J Bostock comments on Can models gradient hack SFT elicitation?

J Bostock 12 Mar 2026 18:36 UTC
2 points
0
Offhand, that makes it sound like gradient hacking during SGD training might be quite hard, since you can’t affect the evidence that you will be shown — though that intuition is some way from being a mathematical proof.
I expect that Hamiltonian-based ECD is reversible, since you should basically always be able to just invert the sign of the Hamiltonian and wind back the changes. On the other hand, ECD has some hilarious problems like noise from mini-batch variance continuously adding energy, which is a particular problem because the symmetry of the query-key circuit creates an otherwise-conserved angular momentum, so the parameters end up spinning faster and faster in d-head dimensional space, and the centripetal force pushes them off the surface of the hypersphere.
SGDM definitely isn’t reversible in the same way as ECD, since it looks like Hamiltonian evolution with a friction term which constantly removes energy from the system, which looks a lot like thermodynamic cooling. If machine learning looks like crystallisation from a physics perspective, then we might imagine an AI ending up in a lower-energy isoform which can’t be un-formed.
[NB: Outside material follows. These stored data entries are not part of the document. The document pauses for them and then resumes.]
PR #1410, opened 2022-10-17
fix(extra7183): Exception handling error UnsupportedOperationException

n4ch04:
### Context 

Check extra7183 does not handle UnsupportedOperationException response from `list-certificates` api calls

### Description

Include exception handling for that api call, exit the loop and label the result as INFO

### License


jfagoagas (approved):
Good job @n4ch04 !!

PR #1420, opened 2022-10-19
delete(extra7145): It is redundant to check_extra798

kagahd:
### Context 

check_extra7145 does the same as check_extra798 and can therefore be deleted

### Description

Even the implementations of both checks are almost identical. The only differences are:
1. slightly different wording of `textFail`, `textPass` and `textInfo`
2. output format of `lambda get-policy` is `text` in extra798 but `json` in extra7145
3. since the output formats are different, extra7145 uses additionally `jq '. | fromjson'` 
4. extra7142 tests explicitly on a `ResourceNotFoundException` while extra798 just tests on existence of a policy

### License


MrCloudSec:
Hi @kagahd, good catch, thank you for your contribution!

But, why did you remove the cron from the [refresh_aws_services_regions.yml](https://github.com/prowler-cloud/prowler/pull/1420/commits/e15d07c8bf6cea3a50521f42d7826146ffe75386)?

kagahd:
> But, why did you remove the cron from the [refresh_aws_services_regions.yml](https://github.com/prowler-cloud/prowler/pull/1420/commits/e15d07c8bf6cea3a50521f42d7826146ffe75386)?

I removed it from my forked repo because the workflow [run failed](https://github.com/kagahd/prowler/actions/runs/3288360800) and alerted me daily by e-mail. However, I [restored](https://github.com/prowler-cloud/prowler/pull/1420/commits/e15d07c8bf6cea3a50521f42d7826146ffe75386) the file but to avoid the daily alerts I commented out the cron. I guess I shouldn't have done this, right? But how to avoid the failed runs respectively the daily alerts?

kagahd:
I may have found out by myself why the workflow failed: it uses the branch `prowler-3.0-dev` which my forked repo hadn't had. To fix it, I just added that branch to my forked repo. Since then, the [workflow is running without problems](https://github.com/kagahd/prowler/actions/runs/3340992112), so I activated the cron again as it's the case in the upstream prowler repo.
Now you should be able to merge without conflicts.

kagahd:
I see that the status is still `awaiting response` even though I answered your question already @sergargar. Do you need more input from me?

MrCloudSec:
Hi @kagahd, sorry for the delayed response.
The check is duplicated and we included it in the roadmap of the new version 3 that we will release soon.
Stay tuned for the release, thank you again for letting us know!

PR #1422, opened 2022-10-20
feat(line_no): Add line number to errors

MrCloudSec:
### Context 

To enhance debugging we need to add line numbers in error logs.

### Description

Add line numbers to the logs.

### License

### DIFF
--- a/lib/check/check.py
+++ b/lib/check/check.py
@@ -205,7 +205,9 @@ def run_check(check, audit_info, output_options):
         findings = check.execute()
     except Exception as error:
         print(f"Something went wrong in {check.checkID}, please use --log-level ERROR")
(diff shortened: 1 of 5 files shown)


jfagoagas (changes requested):
This is great but I think we need to encapsulate this behaviour in this way:
```
from lib import logger

def handle_logger(level, exception, region):
    logger.error(
                f"{self.region} -- {error.__class__.__name__}[{error.__traceback__.tb_lineno}]: {error}"
    )
```

then we you need to handle an exception you can do:
```
handle_logger(LEVEL_ERROR, error, region)
```

What do you think?

jfagoagas (approved):
Good job 👏

PR #1425, opened 2022-10-24
fix(allowlist): allowlist file default value

n4ch04:
### Context 

The allowlist feature needs to have a default value in case of a non-set flag

### Description

Deletes a debug print into allowlist parsing process and sets default value for allowlist file

### License


MrCloudSec (approved):
good catch 🔝

PR #1446, opened 2022-11-02
feat(account): add account service and manual checks

MrCloudSec:
### Context 

Add checks and service for account since we need to migrate them to the new version 3.

### Description

Add checks and service for account.

### License


jfagoagas (approved):
Let's go 🚀

PR #1505, opened 2022-11-20
fix(): Fix CloudTrail trail S3 logging public bucket false positive result when trail bucket doesn't exist

acknosyn:
### Context 

I noticed that when a trail specifies an S3 bucket and it was deleted (but still configured in the trail), the check would incorrectly mark the bucket as publicly accessible.

Running the `aws s3api get-bucket-location` command for a trail configured with a deleted bucket returns a `NoSuchBucket` error.

The bucket skips all other checks and ends up at the end of the while loop which contains the following condition:

CleanShot 2022-11-21 at 12 38 18

The condition evaluates to `false` (because the `aws s3api get-bucket-acl` command also returns the same error) and ends up assigning the trail with a publicly accessible bucket.

### Description

I added a check after the `get-bucket-location` command following the `AccessDenied` check to check for the `NoSuchBucket` error and marked the trail as having a logging bucket that does not exist.

### License

### DIFF
--- a/checks/check23
+++ b/checks/check23
@@ -57,6 +57,11 @@ check23(){
             textInfo "$regx: Trail ${TRAIL_NAME} with home region ${TRAIL_HOME_REGION} Access Denied getting bucket location for bucket $TRAIL_BUCKET" "$regx" "$TRAIL_NAME"
             continue
           fi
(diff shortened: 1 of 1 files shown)


MrCloudSec (approved):
Hi @acknosyn, good catch! Thank you for this contribution 😄

PR #1507, opened 2022-11-21
fix(README): include more details about db connector

n4ch04:
### Context 

Includes more details about the db connector.

### Description

To work, the db connector needs the `-u` flag set, and in the docs it is detailed as optional. Changing that.

### License


jfagoagas (approved):
🔝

For example, how do you un-grok modular addition using a loss function?
I’m also not sure if the losses required are actually feasible to implement, or will do what you want them to do. Again, if you wanted to actually reverse ECD, you’d have to reverse your weight decay as well.
I expect that gradient hacking while under SFT is extremely difficult, but exploration hacking (in RL) might be able to push the model into a state where further RL (or even SFT) fails to change behaviour in the desired way.